Volunteers are a special group of people because they are willing to tackle a thankless job and donate their time to a particular cause.
They are the anonymous behind-the-scenes people who organize events and measure their success by remaining anonymous because the event does not have any hiccups.
We the public will never know the reasons why an event runs like a top instead of sputters and coughs its way to a conclusion.
A flawed event means volunteers will be singled out for their perceived incompetence- and not their actual ability to pull off an unpaid miracle-in view of the obstacles in their way.
The hours of volunteerism are long, and they typically start long before the event at the organizational stage. Volunteers meet early and devise a plan to ensure their event runs smooth as glass.
Volunteers iron out a game plan to counteract every “what-if” scenario that may arise during their event.
There are rarely enough volunteers to cover every potential disaster, so a crew of volunteers usually hopes for the best and rides out the storm with all hands on deck-even when there aren’t enough hands on deck.
MSCC attends many car shows during the course of a summer and we are well aware of the task each group faces when it comes to a successful show.
The volunteers behind a successful car show are involved in every phase of the event. They are the men and women who register the vehicles when their owners attend the show, but few people know the show actually begins many months before the registration process.
There are plenty of meetings where volunteers discuss the process behind a car show. They devote their free time to nailing down the price, scope, and mechanics behind the show. Volunteers take care of every detail behind a show and hope the day in question is not left to the will of the angry weather gods.

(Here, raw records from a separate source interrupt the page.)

PR #303, opened 2025-02-16
fix(mount): Add mountpoint id to notifications

rolysr:
Previous version of notification area logging on the client was not able to distinguish between different mountpoints when showing notifications. This commit fixes this by adding the mountpoint id to the notification title.


antuan96314 (approved):
LGTM

dmga44 (approved):
LGTM.

PR #379, opened 2024-11-13
`app-transform()`: add `include-transforms()` and `exclude-transforms()` options

alltilla:
Example usage:

`syslog-ng.conf`:
```
transformation "app-1"[default] {
  transform[transform-1] {
    step["transform-1-step-1"] {
      # transform-1-step-1 implementation
    };
    step["transform-1-step-2"] {
      # transform-1-step-2 implementation
    };
  };

  transform[transform-2] {
    step["transform-2-step-1"] {
      # transform-2-step-1 implementation
    };
    step["transform-2-step-2"] {
      # transform-2-step-2 implementation
    };
  };

  transform[transform-3] {
    step["transform-3-step-1"] {
      # transform-3-step-1 implementation
    };
    step["transform-3-step-2"] {
      # transform-3-step-2 implementation
    };
  };
};

log {
  source { example-msg-generator(); };
  parser {
    app-transform(filterx-app-variable(meta.app) include-transforms(transform_1, transform_2) exclude-transforms(transform_1));
  };
};
```

```
$ syslog-ng -Fe --preprocess-into=-
Setting current version as config version; version='4.9'
transformation "app-1"[default] {
  transform[transform-1] {
    step["transform-1-step-1"] {
      #
    };
    step["transform-1-step-2"] {
      #
    };
  };

  transform[transform-2] {
    step["transform-2-step-1"] {
      #
    };
    step["transform-2-step-2"] {
      #
    };
  };

  transform[transform-3] {
    step["transform-3-step-1"] {
      #
    };
    step["transform-3-step-2"] {
      #
    };
  };
};

log {
  source { example-msg-generator(); };
  parser {
     , 
#Start Block parser generator app-transform
## exclude_transforms=transform_1
## include_transforms=transform_1, transform_2
## filterx_app_variable=meta.app
## app-transform(flavour(default))
channel {
    filterx {

#Start Application app-1
    if (meta.app == 'app-1') {
        # step: transform-2-step-1        
      # transform-2-step-1 implementation
    
        # step: transform-2-step-2        
      # transform-2-step-2 implementation
    
    };

#End Application app-1
    };
}
#End Block parser generator app-transform
;
  };
};
```

### DIFF
--- a/lib/cfg-parser.c
+++ b/lib/cfg-parser.c
@@ -378,3 +378,43 @@ cfg_process_yesno(const gchar *yesno)
     return TRUE;
   return FALSE;
 }
+
+gboolean
+cfg_process_list_of_literals(const gchar *input, GList **result)
+{
+  if (strchr(input, '"') || strchr(input, '\''))
+    {
+      fprintf(stderr, "Error: list of literals must not contain single or double quotes: %s\n", input);
+      return FALSE;
+    }
+
+  *result = NULL;
+
+  gchar *input_copy = g_strdup(input);
+  const gchar delimiters[] = ", \t\n";
+  const gchar *elem = strtok(input_copy, delimiters);
+  while (elem)
+    {
+      if (strlen(elem) > 0)
+        *result = g_list_append(*result, __normalize_key(elem));
+      elem = strtok(NULL, delimiters);
+    }
+
+  g_free(input_copy);
+  return TRUE;
+}
+
+static gint
+_compare_literals_normalized(gconstpointer a, gconstpointer b)
+{
+  gchar *normalized_b = __normalize_key(b);
+  gint result = strcmp(a, normalized_b);
+  g_free(normalized_b);
+  return result;
+}
+
+gboolean
+cfg_is_literal_in_list_of_literals(GList *list, const gchar *literal)
+{
+  return !!g_list_find_custom(list, literal, _compare_literals_normalized);
+}
--- a/modules/appmodel/app-transform-generator.c
+++ b/modules/appmodel/app-transform-generator.c
@@ -101,11 +101,11 @@ _generate_app_transform(Transformation *transformation, gpointer user_data)
   g_string_append_printf(self->block, "\n#Start Application %s\n", transformation->super.name);
   g_string_append_printf(self->block,     "    if (%s == '%s') {\n", self->filterx_app_variable,
                          transformation->super.name);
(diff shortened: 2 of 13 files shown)


modules/appmodel/app-transform-generator.c
```diff
@@ -133,7 +133,7 @@ app_transform_generator_new(gint context, const gchar *name)
   AppTransformGenerator *self = g_new0(AppTransformGenerator, 1);
 
   app_object_generator_init_instance(&self->super, context, name);
-  self->super.parse_arguments = app_transform_generator_parse_arguments;
-  self->super.generate_config = app_transform_generate_config;
+  self->super.parse_arguments = _parse_arguments;
+  self->super.generate_config = _generate_config;
```
MrAnno, line 192: Optional: I think if one chooses to use long private method names, we should leave them as is.
The short names in our codebase have already started to collide with each other, which makes debugging a bit less pleasant.

lib/cfg-parser.c
```diff
@@ -378,3 +378,43 @@ cfg_process_yesno(const gchar *yesno)
...
+  const gchar delimiters[] = ", \t\n";
+  const gchar *elem = strtok(input_copy, delimiters);
+  while (elem)
+    {
+      if (strlen(elem) > 0)
+        *result = g_list_append(*result, __normalize_key(elem));
+      elem = strtok(NULL, delimiters);
+    }
+
+  g_free(input_copy);
```
MrAnno, line 403: Wouldn't `g_strsplit()` help here (both the usage and its return value)?

alltilla: The problem is we need to normalize the substring. If we used g_strsplit, we would have to reallocate every element.

MrAnno: I overlooked the normalization part.

modules/appmodel/app-transform-generator.c
alltilla: I'm okay with either. We can keep already named functions. I had to add a free method, and it seemed strange to see long and short function names close to each other.

alltilla: Dropped the commit.

MrAnno: I've decided that I personally will use long names when the chance of collision is higher (for example, `_init()`).

Mixing short and long names may look strange, but those common short names cause some minor headache in gdb.

MrAnno (approved):

PR #380, opened 2024-11-14
check program name for rfc3164

bshifter:
The check-program flag was added to validate the program field in syslog format. It verifies that the program field contains only the allowed characters '[a-zA-Z0-9].-_/()' and requires at least one alphabetical character in the program name. If these conditions are not met, it treats the program field and the remaining fields as part of the log message. This approach avoids using regular expressions to improve performance.

examples:
```
log {
    source { tcp(port(2000) flags(check-hostname, check-program, dont-store-legacy-msghdr)); };
...
```

### DIFF
--- a/news/feature-380.md
+++ b/news/feature-380.md
@@ -1,0 +1,14 @@
+`check-program`: Introduced as a flag for global or source options.
+
+By default, this flag is set to false. Enabling the check-program flag triggers `program` name validation for `RFC3164` messages. Valid `program` names must adhere to the following criteria:
+
+Contain only these characters: `[a-zA-Z0-9-_/().]`
+Include at least one alphabetical character.
+If a `program` name fails validation, it will be considered part of the log message.
+
+
+Example:
+
+```
+source { network(flags(check-hostname, check-program)); };
+```


lib/cfg-grammar.y
```diff
@@ -1485,6 +1487,7 @@ source_reader_option
         /* NOTE: plugins need to set "last_reader_options" in order to incorporate this rule in their grammar */
 
 	: KW_CHECK_HOSTNAME '(' yesno ')'	{ last_reader_options->check_hostname = $3; }
+  | KW_CHECK_PROGRAM '(' yesno ')' { last_reader_options->check_program = $3; }
```
MrAnno, line 1490: The corresponding setting is missing from `log_reader_options_init()`.

(Setting `check-program(yes)` has no effect.)

lib/logmsg/logmsg.h
```diff
@@ -135,6 +135,7 @@ enum
   /* message field missing */
   LM_T_SYSLOG_MISSING_MESSAGE,
   LM_T_PREDEFINED_MAX,
+  LM_T_SYSLOG_RFC_3164_INVALID_PROGRAM,
```
MrAnno, line 138: This should be moved one line above.

MrAnno: Can we also insert a new line before `LM_T_PREDEFINED_MAX` macro so that we won't miss this next time?

Like it is done with `LM_V_PREDEFINED_MAX`.

modules/syslogformat/syslog-format.c
```diff
@@ -326,6 +326,29 @@ _syslog_format_parse_version(LogMessage *msg, const guchar **data, gint *length)
   return TRUE;
 }
 
+#define PROGRAM_NAME_ALLOWED_SPECIALS ".-_()/"
+#define PROGRAM_NAME_ALLOWED_SPECIALS_LEN 6
```
MrAnno, line 330: Another idea without macros and magic numbers:

```
static const gchar program_name_allowed_specials[] = ".-_()/";
static gsize program_name_allowed_spacial_chars_len = G_N_ELEMENTS(program_name_allowed_specials);
```

modules/syslogformat/syslog-format.c
```diff
@@ -340,6 +363,16 @@ _syslog_format_parse_legacy_program_name(LogMessage *msg, const guchar **data, g
...
     }
+
+  if ((flags & LP_CHECK_PROGRAM))
+    {
+      if (!_validate_program(prog_start, (src - prog_start)))
+        {
+          log_msg_set_tag_by_id(msg, LM_T_SYSLOG_RFC_3164_INVALID_PROGRAM);
+          return;
+        }
+    }
```
MrAnno, line 374: This is one of the most performance-critical paths of AxoSyslog.
For this reason, can we reimplement `LP_CHECK_PROGRAM` similarly to how `LP_CHECK_HOSTNAME` is done?
(Avoiding the double iteration by moving the character validation inside the while loop above.)

MrAnno (commented):
LGTM otherwise. 

(We may also need a NEWS file entry).

modules/syslogformat/syslog-format.c
```diff
@@ -336,10 +354,24 @@ _syslog_format_parse_legacy_program_name(LogMessage *msg, const guchar **data, g
...
+          log_msg_set_tag_by_id(msg, LM_T_SYSLOG_RFC_3164_INVALID_PROGRAM);
+          return;
+        }
       _skip_char(&src, &left);
     }
+
+  if (G_UNLIKELY(flags & LP_CHECK_PROGRAM) && !has_alpha_char)
+    {
+      log_msg_set_tag_by_id(msg, LM_T_SYSLOG_RFC_3164_INVALID_PROGRAM);
+      return;
```
MrAnno, line 372: We can't early return from here, as we need to optionally set the legacy message header:

```
if ((flags & LP_STORE_LEGACY_MSGHDR))
...
```

(In case of an invalid program name, the header should not contain the program name)

MrAnno:
LGTM. We can merge it after adding a news entry.

MrAnno (approved):

MrAnno (approved):

PR #385, opened 2024-11-19
filterx: native dict/list types

MrAnno:


bazsi:
rebased against main.

bazsi:
I rebased this to current main and followed up the change of prototype of built-in simple functions.

bazsi:
This branch helps a lot in malloc() efficiency and json cloning, but the lookups take 2x as much than the JSON lookups.

With the JSON based build, get_subscript() takes 7.5% of the same run where with this branch (and the changing of the configuration from json() to dict()), it takes 14.4%

I was running a lot of tests, so this might not be apples-to-apples completely, but that would be the reason for not improving performance _that much_.

So I would definitely merge this, it is so much better on all other aspects than the JSON based build, than I am inclined to ditch that (and protobuf) completely and use just one internal/optimized representation and convert on input/output.

MrAnno:
I'm moving out this from draft as we discussed that this will be merged and reworked.

bazsi (approved):

PR #394, opened 2024-11-27
Filterx regexp_subst supports match groups

bshifter:
Enhanced regexp_subst to support match group identifiers in patterns.

Since this feature could have a significant impact on performance, it is
controlled by a flag called 'groups', which is set to false by default.
To enable this feature, add the optional groups=true argument to your regexp_subst call.

example:
```
filterx{
  $MSG.on = regexp_subst("25-02-2022", /(\d{2})-(\d{2})-(\d{4})/, "\\3/\\2/\\1", groups=true);
  # returns "2022\/02\/25"
}
```
This feature could have been implemented using the pcre2_substitute() function provided by the PCRE2 library. However, this approach was not viable because pcre2_substitute() does not support zero-length matches, which are a critical aspect of syslog-ng's legacy regex matcher.

As a result, the implementation introduced unwanted/unnecessary code and increased complexity. Given this, I would recommend discontinuing support for zero-length matches in filterx regexps. This change would improve both performance and code maintainability. While zero-length matches may seem like a useful feature in regular expressions, their practical use cases are likely to be rare and non-critical.


alltilla (approved):
Very nice!

This could have a news entry, but it is enough to do in another PR.

PR #397, opened 2024-11-28
filterx: `set_fields()`

alltilla:
A recurring pattern in FilterX is to take a dict and set multiple fields in it with overrides or defaults.

`set_fields()` takes a dict as the first argument and `overrides` and `defaults` as optional parameters.

`overrides` and `defaults` are also dicts, where the key is the field's name, and the value is either an expression, or
a list of expressions. If a list is provided, each expression will be evaluated, and the first successful, non-`null` one will
be used to set the respective field's value. This is similar to chaining null-coalescing (`??`) operators, but is more performant.

`overrides` are always processed for each field. The `defaults` for a field are only processed, if the field does not already have a value set.

Example usage:
```
set_fields(
  my_dict,
  overrides={
    "foo": [invalid_expr, "foo_override"],
    "baz": "baz_override",
    "almafa": [invalid_expr_1, null],  # No effect
  },
  defaults={
    "foo": [invalid_expr, "foo_default"],
    "bar": "bar_default",
    "almafa": "almafa_default",
    "kortefa": [invalid_expr_1, null],  # No effect
    }
);
```

### DIFF
--- a/lib/filterx/func-set-fields.c
+++ b/lib/filterx/func-set-fields.c
@@ -1,0 +1,92 @@
+/*
+ * Copyright (c) 2024 Axoflow
+ * Copyright (c) 2024 Attila Szakacs <attila.szakacs@axoflow.com>
+ *
+ * This library is free software; you can redistribute it and/or
+ * modify it under the terms of the GNU Lesser General Public
+ * License as published by the Free Software Foundation; either
+ * version 2.1 of the License, or (at your option) any later version.
+ *
+ * This library is distributed in the hope that it will be useful,
+ * but WITHOUT ANY WARRANTY; without even the implied warranty of
+ * MERCHANTABILITY or FITNESS FOR A PARTICULAR PURPOSE.  See the GNU
+ * Lesser General Public License for more details.
+ *
+ * You should have received a copy of the GNU Lesser General Public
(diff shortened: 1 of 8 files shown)


lib/filterx/func-set-fields.c
```diff
@@ -127,11 +129,89 @@ typedef struct FilterXFunctionSetFields_
...
+      if (filterx_object_extract_null(value_obj))
+        {
+          filterx_object_unref(value_obj);
+          continue;
+        }
+
+      FilterXObject *value_obj_cloned = filterx_object_clone(value_obj);
+      filterx_object_unref(value_obj);
+
+      if (!filterx_object_set_subscript(dict_unwrapped, key, &value_obj_cloned))
```
MrAnno, line 159: You are using the FilterXObject interface on `dict_unwrapped` everywhere, so you don't actually need `filterx_ref_unwrap_rw()`.

A readonly local unwrap is enough to check the type and report errors early, everything else will work transparently (and we would avoid a copy as well in case someone somehow manages to produce a set_fields() call that wouldn't modify the dict :D)

alltilla: Ah, I see! Thanks, updated.

MrAnno (approved):

PR #398, opened 2024-11-28
FilterX expression eval metrics

MrAnno:
Depends on #395


alltilla (approved):

MrAnno:
That was the original idea, but I was really missing the expression type from the metric names (operator, function, etc.), but I didn't want to store that as a string in the expression, so I ended up with this boilerplate.
Maybe next time.

alltilla (approved):

Issue #392, opened 2024-11-25
FR: improvements on `regexp_search`


furiel:
Relates to https://github.com/axoflow/axoflow/issues/3016

I would like to use `regexp_search` to parse out fields of a message similarly to:

`
log.body = json(regexp_search($MESSAGE, '^(?<remote>\S*) (?<host>\S*) (?<user>\S*) \[(?<time>[^\]]*)\] "(?<method>\S+)(?: +(?<path>[^\"]*?)(?:\s+\S*)?)?" (?<code>\S*) (?<size>\S*)(?: "(?<referer>[^\"]*)" "(?<agent>[^\"]*)"(?:\s+(?<http_x_forwarded_for>\S+))?)?'));
`

In my case, the pattern may be a user input, so it can contain unnamed capturing group too.

---

### Forced return type

If none of the capturing groups have name, the type of the return value changes from object to array, which makes handling the match with a generic code a bit tricky: instead of `match["1"]`, I need to use `match[1]`. It would make implementation easier if I can force the return value to be an object independently from the pattern.

### Drop `match[0]` automatically

 A frequent use case is to match the entire log line. However, I already have that in another variable, I do not want to store it in the message, so a typical pattern looks like match + drop first element of the return value. It would be nice if these were done automatically, considering I may need to drop 0 or "0" depending on the return value.

We may need another way to check if a regexp_search has matched after that: as checking the length may not be enough.

furiel:
Fixed with #399

PR #399, opened 2024-11-29
Filterx regexp_search rework

bshifter:
continuation of #394 
based on https://github.com/axoflow/axosyslog/issues/392

Introduced two new optional flags: keep_zero and list_mode.
The result type no longer switches between dict and list based on the presence of named groups.
The default result type is now dict.
list_mode can force a list result, either via the flag or the type of the fillable (the fillable's type takes precedence).
Match group zero is now excluded by default unless no other groups are present. This behavior can be overridden using the keep_zero flag.

Additionally, the FilterXRematchState structure, shared across other regexp functions, has been updated with a generic flags field. This allows functions to pass custom options to the state without incurring additional overhead.


alltilla (dismissed):
Nice feature!

Please rebase so we can merge it.
This also needs a news entry, but can be in another PR

PR #407, opened 2024-12-03
Fix handshake regression

bazsi:
This is an alternative solution to #388 

* this fixes a regression caused by #155 , reported by @HofiOne  
* This simplifies the I/O tracking for files, LogProto/LogTransport should get full authority on whether data is already available before poll and also how we need to poll it
* Instead of the ugly "immediate_check" mechanism, we wake up LogReader if there's any event available

The regression happens in the LogReader: #155 causes us to skip a poll iteration because of the handshake (even if it does not exist). This causes a problem as at the very first iteration it is only "immediate_check" that causes us to start fetching messages. And that only fires once. By skipping that first iteration, we stall and stop fetching messages.

Instead of reverting the handshake related change  (which should be correct in any async environment), I dropped the immediate_check mechanism (instead of a single internal user that could probably be eliminated) and implemented checking for I/O state in the usual polling paths. Which means: we want to know if there are unprocessed bytes in the file (e.g. poll-file-events), and if there are no bytes there, we want to know if our buffer contains an entire line.

I tried to limit the scope of this change as much as possible.

### DIFF
--- a/lib/logproto/logproto-text-server.c
+++ b/lib/logproto/logproto-text-server.c
@@ -291,6 +291,33 @@ log_proto_text_server_set_multi_line(LogProtoServer *s, MultiLineLogic *multi_li
   self->multi_line = multi_line;
 }
 
+static gboolean
+log_proto_text_server_restart_with_state(LogProtoServer *s, PersistState *persist_state, const gchar *persist_name)
+{
+  LogProtoTextServer *self = (LogProtoTextServer *) s;
+
+  gboolean res = log_proto_buffered_server_restart_with_state(s, persist_state, persist_name);
+  if (!res)
+    return FALSE;
+
+  if (!self->super.buffer)
+    return FALSE;
+
+  LogProtoBufferedServerState *state = log_proto_buffered_server_get_state(&self->super);
+  const guchar *buffer_start = self->super.buffer + state->pending_buffer_pos;
+  gsize buffer_bytes = state->pending_buffer_end - state->pending_buffer_pos;
+
+  if (buffer_bytes > 0)
+    {
+      const guchar *eom = self->find_eom(buffer_start, buffer_bytes);
+      if (eom)
+        self->cached_eol_pos = eom - self->super.buffer;
+    }
+  log_proto_buffered_server_put_state(&self->super);
+
+  return TRUE;
+}
+
 void
 log_proto_text_server_free(LogProtoServer *s)
 {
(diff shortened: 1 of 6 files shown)


lib/logproto/logproto-text-server.c
```diff
@@ -291,6 +291,30 @@ log_proto_text_server_set_multi_line(LogProtoServer *s, MultiLineLogic *multi_li
...
+
+  LogProtoBufferedServerState *state = log_proto_buffered_server_get_state(&self->super);
+  const guchar *buffer_start = self->super.buffer + state->pending_buffer_pos;
+  gsize buffer_bytes = state->pending_buffer_end - state->pending_buffer_pos;
+
+  if (buffer_bytes > 0)
+    {
+      const guchar *eom = self->find_eom(buffer_start, buffer_bytes);
+      if (eom)
+        self->cached_eol_pos = eom - self->super.buffer;
```
MrAnno, line 311: Don't we need to adjust `cached_eol_pos` based on what `log_proto_text_server_accumulate_line()` does?

bazsi: I think we don't but maybe it would be easier to review this IRL or in a call.

My understanding is that cached_eol_pos contains the next "unprocessed" NL character that needs to be accumulated into a multi-line buffer.

Also, cached_eol_pos != 0 means that we don't need to poll, we can immediately try to extract a line from the buffer (see the prepare() method).

If restart_with_state() find the next EOL in our buffer, then:
1) prepare() would return TRUE, indicating that we can go ahead and start extracting the line text
2) fetch_from_buffer() will use this as the first line and continue with accumulating the next line
3) we would loop as long as we have newline characters in the buffer (or if the line is complete).

With that I think this works correctly. But I'll do some more testing.

MrAnno:
@HofiOne This fixes the restart mechanism without reverting the handshake simplification.

I reviewed the changes and everything seems to be fine, but the text-server/buffered-server implementation is complex and it's relatively easy to miss small details during review.

Would it be possible to run your internal tests on this PR to double-check for regressions (if you have plans to backport this change, of course).

HofiOne:
> @HofiOne This fixes the restart mechanism without reverting the handshake simplification.
> 
> I reviewed the changes and everything seems to be fine, but the text-server/buffered-server implementation is complex and it's relatively easy to miss small details during review.
> 
> Would it be possible to run your internal tests on this PR to double-check for regressions (if you have plans to backport this change, of course)?

The issue came up during the backport attempt of the simplification, and I'd like to continue it, but
- currently, I cannot work on these unfortunately
- this is the first really problematic point of the now divergent code bases
- e.g. the text-server is completely removed as I can remember during the proxy refactoring, which got a different implementation in AxoSyslog as well, meanwhile, our wildcard-file fixes also affected these code parts

I cannot see now how to resolve this best. I'll surely get back to this, but as far as I can see, it will not be in the near future.

Thanks for the signal!

MrAnno (approved):

MrAnno:
Okay, we move forward then. Thanks.

PR #409, opened 2024-12-05
Filterx regexp_subst match group changes

bshifter:
continuation of #405
- substitution match groups feature is enabled by default
- the match group control flag argument `groups` inverted and renamed to `nogroups`
- match group indexes are now supported up to 999 instead of 9 (multi digits)
- checking replacement pattern at construct time to disable match group feature if it's unnecessary


alltilla:
Really cool, thanks for this!

> the match group control flag argument groups inverted and renamed to nogroups

I might have miscommunicated this, sorry if so.
Can we keep it `groups`, but make it default to `true`? The fact that we set it to false by default if the replacement does not have a group, is not relevant for the user, it is just a performance optimization, and does not have any functional impact.
I think introducing negation to the option names usually causes confusion.

PR #546, opened 2026-06-25
Enable client side caching of tool calls and LLM responses

jpodivin:
With this modification we can cache both tool calls and LLM responses without having to change anything about our inference backend. The cache for LLM calls is set to hold 35 calls by default, this should be enough for most runs, while not excessively taxing memory. 

The tool calls cache is not constrained at all, since number of tool calls is extremely limited by constraints.

### DIFF
--- a/logdetective/server/models.py
+++ b/logdetective/server/models.py
@@ -229,6 +229,8 @@ class InferenceConfig(BaseModel):  # pylint: disable=too-many-instance-attribute
     # Provider-specific settings passed to the beeai backend via the settings dict.
     # Keys are beeai internal setting names (e.g. api_key, base_url, vertex_project, ...).
     provider_settings: dict[str, str] = {}
+    # Harness cache settings
+    llm_call_cache_size: int = 35
 
 
 class ExtractorConfig(BaseModel):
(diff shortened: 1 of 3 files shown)


logdetective/server/models.py
```diff
@@ -229,6 +229,8 @@ class InferenceConfig(BaseModel):  # pylint: disable=too-many-instance-attribute
     # Provider-specific settings passed to the beeai backend via the settings dict.
     # Keys are beeai internal setting names (e.g. api_key, base_url, vertex_project, ...).
     provider_settings: dict[str, str] = {}
+    # Harness cache settings
+    llm_call_cache_size: int = 35
```
Jany26, line 233: What does the number 35 stand for?

Jany26 (approved):
Just missing an explanation for the config value, other than that LGTM.

logdetective/server/models.py
jpodivin: It's the cache size.

Jany26: Nevermind, apparently it is the individual LLM prompt-output, or tool call-result. Sorry for not reading the title of the PR properly :smile:. But still, it might help avoid confusion in the future (as I've just brilliantly demonstrated 😅) to also somehow mention this in the code comment.

PR #549, opened 2026-07-07
Revert "Add LLM call cache configuration"

jpodivin:
The sliding cache introduced an unexpected issue of delimiter leak inside of tool calls. For example:

```
   - Error: 1 validation error for AvailableTools
     item
     Field required [type=missing, input_value={'artifact_name': '|>builder-live.log.gz<|'}, input_type=dict]
     For further information visit https://errors.pydantic.dev/2.13/v/missing
```


Jany26 (approved):
too bad beeai is broken in the most unexpected ways...

PR #550, opened 2026-07-08
Fix typo in the var name

jpodivin:


Jany26 (approved):
for some weird reason, djlint is panicking...

PR #553, opened 2026-07-13
Add config flag for solution presence

Jany26:
Solution is an experimental feature and it might not be desirable to have it present in the response, so we want a fast way of disabling its presence in the response.
The dependant services are:
- packit-dashboard (which are also linked log detective jobs from koji CI),
- and possibly logdetective website (although the website does not access solution or show it).

This behavior is affected by the `generate_solution` flag inside the general config in `config.yml`.
- default behavior is "true", i.e. show solution (string),
- overriding with "false" means the field is None.

It should be sufficient to just change the flag and restart the server container.
Tested on a local compose.

## Summary by CodeRabbit

* **New Features**
  * Added a `generate_solution` configuration option to control whether solution content is included in API responses.
  * Solutions are included by default, and are suppressed when the option is disabled.
* **Documentation**
  * Updated configuration guidance describing the new `generate_solution` setting (default: enabled).
* **Tests**
  * Added tests confirming the response omits the solution when disabled and includes it when enabled.

### DIFF
--- a/logdetective/server/agent/agent.py
+++ b/logdetective/server/agent/agent.py
@@ -191,4 +191,6 @@ async def analyze_artifacts(
         no_issue_found=structured_output.no_issue_found,
         snippets=all_snippets,
     )
+    if not SERVER_CONFIG.general.generate_solution:
+        response.solution = None
     return response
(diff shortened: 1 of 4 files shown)


jpodivin (approved):
After the typo is fixed we can merge this.

jpodivin (approved):

PR #556, opened 2026-07-14
Fix type hints of the method

jpodivin:
## Summary by CodeRabbit

* **Bug Fixes**
  * Corrected the reported return type for traceback truncation, improving consistency and reliability for integrations that inspect type information.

A successful show gambles heavily on the weather, but a good show also has a rainy day plan-complete with volunteers.
Food is a big question at a successful show. Some shows have resorted to commercial food trucks while others have an army of volunteers who flip burgers for a day and take no credit for their unpaid tasks slaving over a hot BBQ.
The volunteers are able to smile through the smoke and put in long hours for free at car shows. We know them by their ability to stay friendly, despite the enormous burden of heat and crowds during the car show.
We at MSCC enjoy the camaraderie found at car shows. The car show people are typically community-oriented, outgoing, and friendly by nature, despite the demands of a long day that starts very early at a car show.
Car shows are based on volunteers and we owe a debt of gratitude to them because they are the heart and soul behind every successful show. In short, they are typical volunteers and no event could even take place without them.